Elle patrouillait à pied le «Faubourg à m'lasse» pour aider les familles dans le besoin et stopper la délinquance juvénile. Marguerite Cloutier-Blouin s'est éteinte le 21 janvier à l'âge de 92 ans. Elle était la dernière femme policière de Montréal ayant fait partie du premier contingent de 1947.

Après avoir multiplié les emplois pour soutenir sa mère monoparentale, Marguerite Cloutier postulait en 1947 au Service de police de Montréal (SPM, aujourd'hui SPVM), qui recrutait des policières pour sa nouvelle section aide à la jeunesse.

«Elle a trouvé des paires de souliers aux enfants qui se promenaient pieds nus. Elle est intervenue auprès de parents négligents et d'enfants perdus, relate sa fille Louise Blouin. Ma mère se mêlait de tout, elle prenait son travail très à coeur.»

La «constable» Cloutier et ses collègues féminines se consacraient aux affaires touchant la jeunesse, comme la criminalité juvénile, la prostitution, les fugues, les gangs de rue et les stupéfiants. Huit mois après leur embauche, le SPM recrutait un deuxième contingent de onze agentes. La soeur de Marguerite, Régina Cloutier, en faisait partie. «Les soeurs Cloutier étaient très proches. Elles étaient connues comme des femmes droites, compétentes, qui ne se laissaient pas marcher sur les pieds», soutient Carole Robidoux, fille de Régina.

Formée, mais pas armée

«Ma mère était une excellente tireuse, mais elle n'était pas armée», souligne Louise Blouin. Peu de temps après leur prestation de serment, les policières du SPM se sont vu interdire de porter une arme ou de conduire un véhicule identifié, précise le capitaine-détective retraité, responsable des communications du Musée de la police de Montréal, Jean-Marc De Nobile. «Une femme armée était mal perçue dans la population. Pourtant, elles avaient reçu la même formation que les hommes.
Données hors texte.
PR #2144, opened 2015-12-14
[core] do not log API keys

yannmh:
Create a `utils.logger` module:
* Move `log_exceptions` from `utils.debug`
* `log_no_api_key` patches a logger in a method scope to obfuscate API
 keys

Apply `log_no_api_key` on some forwarder methods.

### DIFF
--- a/checks/collector.py
+++ b/checks/collector.py
@@ -29,7 +29,7 @@ from util import (
     get_uuid,
     Timer,
 )
-from utils.debug import log_exceptions
+from utils.logger import log_exceptions
 from utils.jmx import JMXFiles
 from utils.platform import Platform
 from utils.subprocess_output import get_subprocess_output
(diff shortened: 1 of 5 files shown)


yannmh:
@talwai can you take a pass on this one please ?

talwai:
Looks nice. Can we get some benchmarks on the cost of your obfuscation method? Another implementation could rely on overriding the `LogRecord` class: http://stackoverflow.com/questions/29631171/custom-processing-on-python-logging-messages-in-a-generic-way

Would be interesting to see which is more performant

yannmh:
Thanks for sharing @talwai.
I like the custom `LogRecord` approach a lot more:
1. It's a more natural approach compared to a hacky decorator
2. It's easy to patch the entire `ddagent` module without having to repeat the `log_no_api_key` decoration

I made a new PR: https://github.com/DataDog/dd-agent/pull/2146. Would you mind taking a quick look at it please ? 

Still, I'll run some benchmarks to see what's the cost of obfuscation and compared both approaches. I'll let you know what I find.

PR #2145, opened 2015-12-15
Modify get_hostname to use the docker hostname when available

hkaj:


utils/dockerutil.py
```diff
@@ -138,3 +146,34 @@ def container_name_extractor(co):
...
+    if not os.path.exists(conf_path):
+        default_conf_path = os.path.join(confd_path, '%s.yaml.default' % CHECK_NAME)
+        if not os.path.exists(default_conf_path):
+            log.error("Couldn't find any configuration file for the docker check."
+                      " Not using the docker hostname.")
+            return None
+        else:
+            conf_path = default_conf_path
+
+    conf_path = os.path.join(confd_path, '%s.yaml' % CHECK_NAME)
```
remh: That's the same exact line as line 162

utils/dockerutil.py
```diff
@@ -138,3 +146,34 @@ def container_name_extractor(co):
...
+    check_config = check_yaml(conf_path)
+    init_config, instances = check_config.get('init_config', {}), check_config['instances']
+    init_config = {} if init_config is None else init_config
+    if len(instances) > 0:
+        set_docker_settings(init_config, instances[0])
+        name = get_client().info()['Name']
```
remh: you should return `get_client().info().get('Name')` instead.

Elles n'ont récupéré leurs armes qu'en 1972, et les conservaient dans leur sac à main.»

Après avoir travaillé plusieurs années à l'unité jeunesse à sillonner le «Faubourg à m'lasse» (quartier Centre-Sud), Marguerite Cloutier-Blouin a également travaillé aux sections moralité et identification judiciaire. «Elle a résolu nombre de cas en ressortant de vieux dossiers et en comparant des empreintes. Ça n'a pas toujours été facile. Elle devait travailler deux fois plus fort pour montrer sa légitimité», raconte sa fille dont le père, feu René Blouin, était aussi policier.

«Ma mère avait convaincu mon père de s'enrôler. Après ma naissance, comme j'étais le premier enfant née de parents policiers à Montréal, ma photo s'est retrouvée dans le journal et une enquête a été ouverte, raconte Mme Blouin. La croyance de l'époque voulait qu'un enfant était probablement négligé dans de pareilles circonstances.»

Parmi les moments forts de la carrière de sa mère, Louise Blouin cite la visite de la princesse Élisabeth et du duc d'Édimbourg à l'automne 1951, alors que les policières du SPM assistaient au service d'ordre entourant la sécurité du couple royal. «À un certain moment, Marguerite a passé proche de tomber dans les bras du prince. Avec le recul, elle regrettait de s'être accrochée à d'autres personnes. Elle le trouvait tellement beau!», s'esclaffe-t-elle.

Sans regret, Marguerite a pris sa retraite en 1979 après 32 belles années de loyaux services. Elle est décédée la même date que sa soeur adorée, disparue 27 ans avant elle.